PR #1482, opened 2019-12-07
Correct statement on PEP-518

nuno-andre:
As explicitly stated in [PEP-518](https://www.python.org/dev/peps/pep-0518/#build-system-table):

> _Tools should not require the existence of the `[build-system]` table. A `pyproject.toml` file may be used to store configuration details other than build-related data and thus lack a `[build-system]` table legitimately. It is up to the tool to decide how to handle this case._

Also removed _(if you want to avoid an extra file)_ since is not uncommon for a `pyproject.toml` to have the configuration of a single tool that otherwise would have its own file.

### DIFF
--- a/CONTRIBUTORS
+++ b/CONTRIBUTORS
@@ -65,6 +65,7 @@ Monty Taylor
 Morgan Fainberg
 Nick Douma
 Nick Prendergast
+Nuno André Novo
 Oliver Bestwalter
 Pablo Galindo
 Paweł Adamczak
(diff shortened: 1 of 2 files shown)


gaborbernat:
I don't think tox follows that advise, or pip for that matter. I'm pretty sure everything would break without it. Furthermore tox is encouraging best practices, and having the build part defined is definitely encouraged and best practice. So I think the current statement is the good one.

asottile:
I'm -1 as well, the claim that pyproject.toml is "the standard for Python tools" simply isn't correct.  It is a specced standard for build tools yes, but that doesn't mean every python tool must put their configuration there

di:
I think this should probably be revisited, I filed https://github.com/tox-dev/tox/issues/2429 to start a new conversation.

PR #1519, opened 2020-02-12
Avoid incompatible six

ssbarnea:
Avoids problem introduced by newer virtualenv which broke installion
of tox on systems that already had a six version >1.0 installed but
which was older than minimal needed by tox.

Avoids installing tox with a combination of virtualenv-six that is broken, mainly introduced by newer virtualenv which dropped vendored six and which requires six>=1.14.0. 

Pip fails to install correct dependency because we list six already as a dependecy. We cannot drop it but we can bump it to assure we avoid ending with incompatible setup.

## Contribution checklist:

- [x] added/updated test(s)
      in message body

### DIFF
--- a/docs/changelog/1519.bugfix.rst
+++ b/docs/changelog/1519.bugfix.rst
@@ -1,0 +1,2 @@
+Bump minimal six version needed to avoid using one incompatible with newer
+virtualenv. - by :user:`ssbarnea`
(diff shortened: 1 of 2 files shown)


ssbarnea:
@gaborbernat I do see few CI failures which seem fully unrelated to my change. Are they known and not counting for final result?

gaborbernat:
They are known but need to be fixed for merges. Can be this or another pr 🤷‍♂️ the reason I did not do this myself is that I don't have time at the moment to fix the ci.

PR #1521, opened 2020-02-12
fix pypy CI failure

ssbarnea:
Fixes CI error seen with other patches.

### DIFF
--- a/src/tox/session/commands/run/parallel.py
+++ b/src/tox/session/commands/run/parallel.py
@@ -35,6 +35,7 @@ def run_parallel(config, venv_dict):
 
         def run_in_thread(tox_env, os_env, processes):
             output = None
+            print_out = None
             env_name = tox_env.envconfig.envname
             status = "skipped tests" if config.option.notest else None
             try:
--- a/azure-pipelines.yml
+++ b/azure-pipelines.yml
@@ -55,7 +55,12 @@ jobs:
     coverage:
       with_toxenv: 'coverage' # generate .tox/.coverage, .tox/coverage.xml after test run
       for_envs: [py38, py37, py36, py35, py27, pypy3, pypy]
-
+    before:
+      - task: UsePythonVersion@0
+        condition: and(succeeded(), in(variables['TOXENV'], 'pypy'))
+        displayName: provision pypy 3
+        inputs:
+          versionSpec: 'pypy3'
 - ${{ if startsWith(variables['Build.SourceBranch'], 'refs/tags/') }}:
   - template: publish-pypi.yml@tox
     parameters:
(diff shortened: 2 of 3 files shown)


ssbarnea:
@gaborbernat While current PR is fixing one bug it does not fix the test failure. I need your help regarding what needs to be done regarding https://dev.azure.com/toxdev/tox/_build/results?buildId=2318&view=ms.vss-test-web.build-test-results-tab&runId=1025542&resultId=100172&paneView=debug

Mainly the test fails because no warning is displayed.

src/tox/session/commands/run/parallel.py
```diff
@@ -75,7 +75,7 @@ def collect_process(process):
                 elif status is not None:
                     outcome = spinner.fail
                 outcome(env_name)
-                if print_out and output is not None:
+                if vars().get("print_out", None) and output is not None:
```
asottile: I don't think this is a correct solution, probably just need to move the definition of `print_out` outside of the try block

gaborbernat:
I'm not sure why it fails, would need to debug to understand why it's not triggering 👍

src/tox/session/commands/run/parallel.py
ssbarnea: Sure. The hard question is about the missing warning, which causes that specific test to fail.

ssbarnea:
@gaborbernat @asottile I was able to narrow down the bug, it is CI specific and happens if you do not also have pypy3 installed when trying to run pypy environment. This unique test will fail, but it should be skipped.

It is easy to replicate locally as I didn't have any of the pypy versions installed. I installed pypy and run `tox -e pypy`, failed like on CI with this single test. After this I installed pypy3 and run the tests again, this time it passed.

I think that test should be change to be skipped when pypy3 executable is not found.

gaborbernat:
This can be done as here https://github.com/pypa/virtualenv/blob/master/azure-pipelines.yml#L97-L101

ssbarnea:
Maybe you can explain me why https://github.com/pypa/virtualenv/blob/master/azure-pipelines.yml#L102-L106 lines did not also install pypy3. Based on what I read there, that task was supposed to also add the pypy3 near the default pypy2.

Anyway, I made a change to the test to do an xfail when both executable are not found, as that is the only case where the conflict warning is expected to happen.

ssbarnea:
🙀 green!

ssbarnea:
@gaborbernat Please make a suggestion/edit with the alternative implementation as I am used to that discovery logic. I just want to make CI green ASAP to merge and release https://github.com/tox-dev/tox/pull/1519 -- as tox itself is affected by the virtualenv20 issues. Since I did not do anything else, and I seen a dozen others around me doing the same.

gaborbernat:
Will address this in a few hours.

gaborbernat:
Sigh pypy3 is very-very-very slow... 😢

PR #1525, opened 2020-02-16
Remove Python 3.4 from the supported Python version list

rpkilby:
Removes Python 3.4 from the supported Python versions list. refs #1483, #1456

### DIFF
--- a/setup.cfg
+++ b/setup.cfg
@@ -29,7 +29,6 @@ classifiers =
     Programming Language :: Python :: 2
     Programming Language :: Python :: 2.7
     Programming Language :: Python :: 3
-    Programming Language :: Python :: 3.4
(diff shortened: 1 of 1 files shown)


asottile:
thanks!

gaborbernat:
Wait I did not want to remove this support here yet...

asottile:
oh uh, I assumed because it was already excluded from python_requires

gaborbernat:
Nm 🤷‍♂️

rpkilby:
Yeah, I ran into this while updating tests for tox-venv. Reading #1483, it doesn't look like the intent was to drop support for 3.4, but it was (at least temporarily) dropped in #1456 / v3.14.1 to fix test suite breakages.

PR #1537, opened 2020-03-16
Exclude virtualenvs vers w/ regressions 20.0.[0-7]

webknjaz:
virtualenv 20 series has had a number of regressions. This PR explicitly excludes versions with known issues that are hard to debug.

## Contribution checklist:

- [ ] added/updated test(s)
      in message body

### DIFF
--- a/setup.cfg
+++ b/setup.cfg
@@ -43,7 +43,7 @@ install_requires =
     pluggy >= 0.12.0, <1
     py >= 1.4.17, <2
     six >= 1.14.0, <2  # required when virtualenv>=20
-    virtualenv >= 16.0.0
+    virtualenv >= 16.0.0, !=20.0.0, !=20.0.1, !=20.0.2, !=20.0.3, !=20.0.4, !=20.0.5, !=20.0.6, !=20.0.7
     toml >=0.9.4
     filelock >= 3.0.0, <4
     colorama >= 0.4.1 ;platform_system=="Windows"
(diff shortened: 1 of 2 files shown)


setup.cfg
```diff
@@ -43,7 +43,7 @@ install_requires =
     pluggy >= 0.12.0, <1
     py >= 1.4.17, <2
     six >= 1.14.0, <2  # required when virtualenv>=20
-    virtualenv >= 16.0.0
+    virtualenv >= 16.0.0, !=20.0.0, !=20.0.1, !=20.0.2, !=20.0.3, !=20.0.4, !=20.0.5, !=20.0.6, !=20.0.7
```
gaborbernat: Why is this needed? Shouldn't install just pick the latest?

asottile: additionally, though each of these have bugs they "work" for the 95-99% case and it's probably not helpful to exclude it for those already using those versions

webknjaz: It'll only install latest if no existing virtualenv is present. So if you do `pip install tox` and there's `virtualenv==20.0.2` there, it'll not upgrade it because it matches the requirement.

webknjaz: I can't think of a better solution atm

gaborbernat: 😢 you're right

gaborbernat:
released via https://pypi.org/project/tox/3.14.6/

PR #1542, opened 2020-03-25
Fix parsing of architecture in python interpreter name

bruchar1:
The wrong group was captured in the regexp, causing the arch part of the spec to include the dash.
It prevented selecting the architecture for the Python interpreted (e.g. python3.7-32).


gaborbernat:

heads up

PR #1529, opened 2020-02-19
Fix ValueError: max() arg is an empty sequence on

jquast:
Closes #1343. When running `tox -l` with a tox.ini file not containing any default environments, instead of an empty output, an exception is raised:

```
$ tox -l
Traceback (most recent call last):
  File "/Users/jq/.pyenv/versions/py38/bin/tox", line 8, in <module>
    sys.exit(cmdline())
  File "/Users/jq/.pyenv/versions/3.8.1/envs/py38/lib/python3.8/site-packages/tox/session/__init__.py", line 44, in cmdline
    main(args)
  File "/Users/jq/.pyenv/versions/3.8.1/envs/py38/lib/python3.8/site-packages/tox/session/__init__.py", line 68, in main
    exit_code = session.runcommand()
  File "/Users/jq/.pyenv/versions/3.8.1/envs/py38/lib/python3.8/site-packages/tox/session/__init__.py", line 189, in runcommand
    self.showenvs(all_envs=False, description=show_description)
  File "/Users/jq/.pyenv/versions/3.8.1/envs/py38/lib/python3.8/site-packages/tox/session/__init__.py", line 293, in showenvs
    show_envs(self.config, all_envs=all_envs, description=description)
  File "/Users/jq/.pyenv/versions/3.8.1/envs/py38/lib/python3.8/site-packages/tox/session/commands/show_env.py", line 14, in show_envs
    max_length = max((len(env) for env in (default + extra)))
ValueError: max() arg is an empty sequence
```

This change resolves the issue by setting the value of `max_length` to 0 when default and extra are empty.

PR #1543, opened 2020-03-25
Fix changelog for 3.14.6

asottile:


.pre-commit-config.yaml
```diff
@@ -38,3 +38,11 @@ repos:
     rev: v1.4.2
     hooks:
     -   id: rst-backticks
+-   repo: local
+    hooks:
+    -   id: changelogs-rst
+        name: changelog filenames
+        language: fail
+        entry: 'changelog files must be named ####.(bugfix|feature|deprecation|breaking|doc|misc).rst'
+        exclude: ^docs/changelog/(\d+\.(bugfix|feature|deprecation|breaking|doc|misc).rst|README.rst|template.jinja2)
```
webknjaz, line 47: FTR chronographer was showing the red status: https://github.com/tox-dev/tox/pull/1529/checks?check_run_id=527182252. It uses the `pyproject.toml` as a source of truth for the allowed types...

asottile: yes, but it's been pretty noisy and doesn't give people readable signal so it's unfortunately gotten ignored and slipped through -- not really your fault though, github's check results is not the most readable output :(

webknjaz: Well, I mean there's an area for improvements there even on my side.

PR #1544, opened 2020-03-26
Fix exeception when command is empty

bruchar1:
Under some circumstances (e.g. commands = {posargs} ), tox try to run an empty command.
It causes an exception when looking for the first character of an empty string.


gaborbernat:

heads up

▸ **What to work on**
From the entries, report every line in which the string "supported" occurs.

▸ **Response to the task**
Remove Python 3.4 from the supported Python version list
Removes Python 3.4 from the supported Python versions list. refs #1483, #1456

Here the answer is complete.